Scientists have discovered that a diet which is high in salt, can have major effects on the brain and in mice, can lead to dementia.
The study, published in Nature Neuroscience, is the first to identify a link between the gut and the brain and that it is responsible for cognitive impairment. This finding explores the possibility of preventing detrimental effects to the brain caused by an excess in salt intake.
Dr. Costantino Iadecola, of the Feil Family Brain and Mind Research Institute at Weill Cornell Medicine in New York, led the study which involved giving mice between eight and sixteen times the normal salt content in their diet.
"We found that feeding a diet with high content of salt to mice, corresponding to the levels of salt consumption in humans, results in cognitive impairment. The deleterious effects of salt on the brain are independent of elevations of blood pressure," explains Dr. Iadecola.
According to the American Institute for Cancer Research, less than 6g of salt should be consumed per day per person. Salt intake varies from country to country, in Kenya around 4g of salt is ingested per person whereas in Kazakhstan the average intake is 15g.

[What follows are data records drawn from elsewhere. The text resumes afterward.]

PR #923, opened 2021-05-06
Add destructive button variant

connor-baer:
Addresses [DS-161](https://sumupteam.atlassian.net/browse/DS-161).

## Purpose

The destructive button variant can be used for destructive, irreversible actions that require special care from users. 

Screenshot 2021-05-06 at 17 20 24

## Approach and changes

- Added destructive variant as a separate boolean flag to the Button component. The destructive version can be combined with the primary, secondary, and tertiary variants.
- Removed snapshot tests for the Button component. These are covered better by the visual tests with Chromatic.

## Definition of done

* [x] Development completed
* [x] Reviewers assigned


.changeset/short-bikes-live.md
```diff
@@ -0,0 +1,5 @@
+---
+'@sumup/circuit-ui': minor
+---
+
+Added a `destructive` prop to the Button component to be used for irreversable actions that require special care from users.
```
robinmetral, line 5:
```suggestion
Added a `destructive` prop to the Button component to be used for irreversible actions that require special care from users.
```

packages/circuit-ui/components/Button/Button.tsx
```diff
@@ -82,6 +87,34 @@ export type ButtonProps = BaseProps & LinkElProps & ButtonElProps;
...
+const COLOR_MAP = {
+  default: {
+    default: 'p500',
+    hover: 'p700',
+    active: 'p900',
+  },
+  destructive: {
+    default: 'danger',
+    hover: 'r700',
+    active: 'r900',
```
robinmetral, line 99: Aren't we creating a dependency here between the semantic color and the `r***` ones? For example if we change the hue of `danger` it won't be reflected in the other states. Maybe we could use a brightness filter instead? Or extend the semantic colors? What do you think?

packages/circuit-ui/components/Button/__snapshots__/Button.spec.tsx.snap
```diff
@@ -1,570 +0,0 @@
-// Jest Snapshot v1, https://goo.gl/fbAQLP
```
robinmetral, line 1: There are use cases where a snapshot of the DOM can be useful – I'm thinking of things like the `scope` attributes we had on the Table component, that Chromatic couldn't catch because they're not visual but still important for accessibility.

Maybe for the Button they're not as important, but shouldn't we still keep the snapshots around for this kind of cases?

robinmetral (commented):
I was a bit confused by the screenshot but the tertiary destructive variant with focus styles has proper padding in the preview Storybook:

Screenshot 2021-05-07 at 17 14 54

I left a few comments besides this, but it looks good 👍

packages/circuit-ui/components/Button/Button.tsx
connor-baer: You make a valid point. Unfortunately, we're in this in-between phase where the colors haven't been fully converted into semantic colors yet. In fact, these shades of red were removed from the palette 🤔 I've added a comment in Figma to ask Giao-Chung about it. 

I believe a brightness filter would be too imprecise.

robinmetral: I agree that brightness isn't the best solution - let's keep this for now if we're revisiting colors to make them semantic across the board 👍

connor-baer: I found out from Giao-Chung that these colors do in fact exist in the new color palette albeit under different names. I agree that we should revisit this with the semantic design token task 👍🏻

packages/circuit-ui/components/Button/__snapshots__/Button.spec.tsx.snap
connor-baer: I've reverted this change for now.

PR #932, opened 2021-05-11
Add optional label to Input components

connor-baer:
Addresses https://github.com/sumup/storefront-web/pull/62#discussion_r630017840.

## Purpose

The recommended way to indicate that an input field is optional is to add "(optional)" after the label:

Screenshot 2021-05-11 at 13 02 14

This has been left to users of the component library to implement. This unnecessarily duplicates work and risks inconsistencies.

## Approach and changes

- Add an `optionalLabel` prop to the Input and Select components. It is displayed when the field is not `required`.

## Definition of done

* [x] Development completed
* [x] Reviewers assigned

### DIFF
--- a/packages/circuit-ui/components/Input/Input.tsx
+++ b/packages/circuit-ui/components/Input/Input.tsx
@@ -374,9 +374,7 @@ export const Input = forwardRef(
             {label}
             {optionalLabel && !required ? (
               <OptionalLabel>{` (${optionalLabel})`}</OptionalLabel>
-            ) : (
-              ''
-            )}
+            ) : null}
           </LabelText>
         )}
         <InputContainer>
--- a/packages/circuit-ui/components/Input/Input.tsx
+++ b/packages/circuit-ui/components/Input/Input.tsx
@@ -55,9 +55,14 @@ export interface InputProps extends Omit<HTMLProps<HTMLInputElement>, 'label'> {
    */
   renderSuffix?: FC<{ className?: string }>;
   /**
-   * Warning or error message, displayed in a tooltip.
+   * Warning or error message, displayed below the input.
    */
   validationHint?: string;
+  /**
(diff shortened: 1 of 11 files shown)


packages/circuit-ui/components/Input/Input.tsx
```diff
@@ -355,8 +369,16 @@ export const Input = forwardRef(
...
-        {label && <LabelText hideLabel={hideLabel}>{label}</LabelText>}
-
+        {label && (
+          <LabelText hideLabel={hideLabel}>
+            {label}
+            {optionalLabel && !required ? (
+              <OptionalLabel>{` (${optionalLabel})`}</OptionalLabel>
+            ) : (
+              ''
+            )}
```
robinmetral, line 379: Maybe we could make this `null` to avoid the empty line in all snapshots

packages/circuit-ui/components/Input/Input.tsx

In the study, mice were given food with either high or very high salt levels, which are comparable to a human diet, for eight weeks. After this time, the mice were examined using magnetic resonance imaging (MRI) and this revealed that the mice had significant reductions in resting cerebral blood flow in areas of the brain involved in learning and memory. Also, the study results showed that the lining of the blood vessels was worse off in producing the necessary gases required to relax the blood vessels and thereby increase the blood flow.
The scientists wanted to examine if these observed effects were reversible. They returned mice to their normal diet after four weeks and were surprised to find that blood flow and blood vessel function had returned to normal. The mice that were left to continue on the high salt diet went on to develop dementia. This was determined by assessing the mice using various tests such as an object recognition test, a maze test, and nest building. These tests assess the typical activity levels for daily living for mice and the high-salt diet mice performed significantly worse than the normal diet mice.
On discussing how to implement their findings to everyday life, Dr. Giuseppe Faraco lead author in the study commented that "When it comes to dietary sodium, the best strategy seems to be a significant reduction in the amount of salt that we consume every day."
Professor Joanna Wardlaw, of the University of Edinburgh, an independent expert not associated with the study, commented that "We have found that people who chronically add modest additional amounts of salt to cooking or meal at the table have a higher burden of vascular lesions in the brain."
Furthermore, commenting on this particular study Wardlaw said that, "More replication is important since the gut mechanism found may not be the same in humans. However, hopefully, it will encourage more research in this area."
The one of a kind study results are tantalising and would hopefully lead to more exciting research in the near future.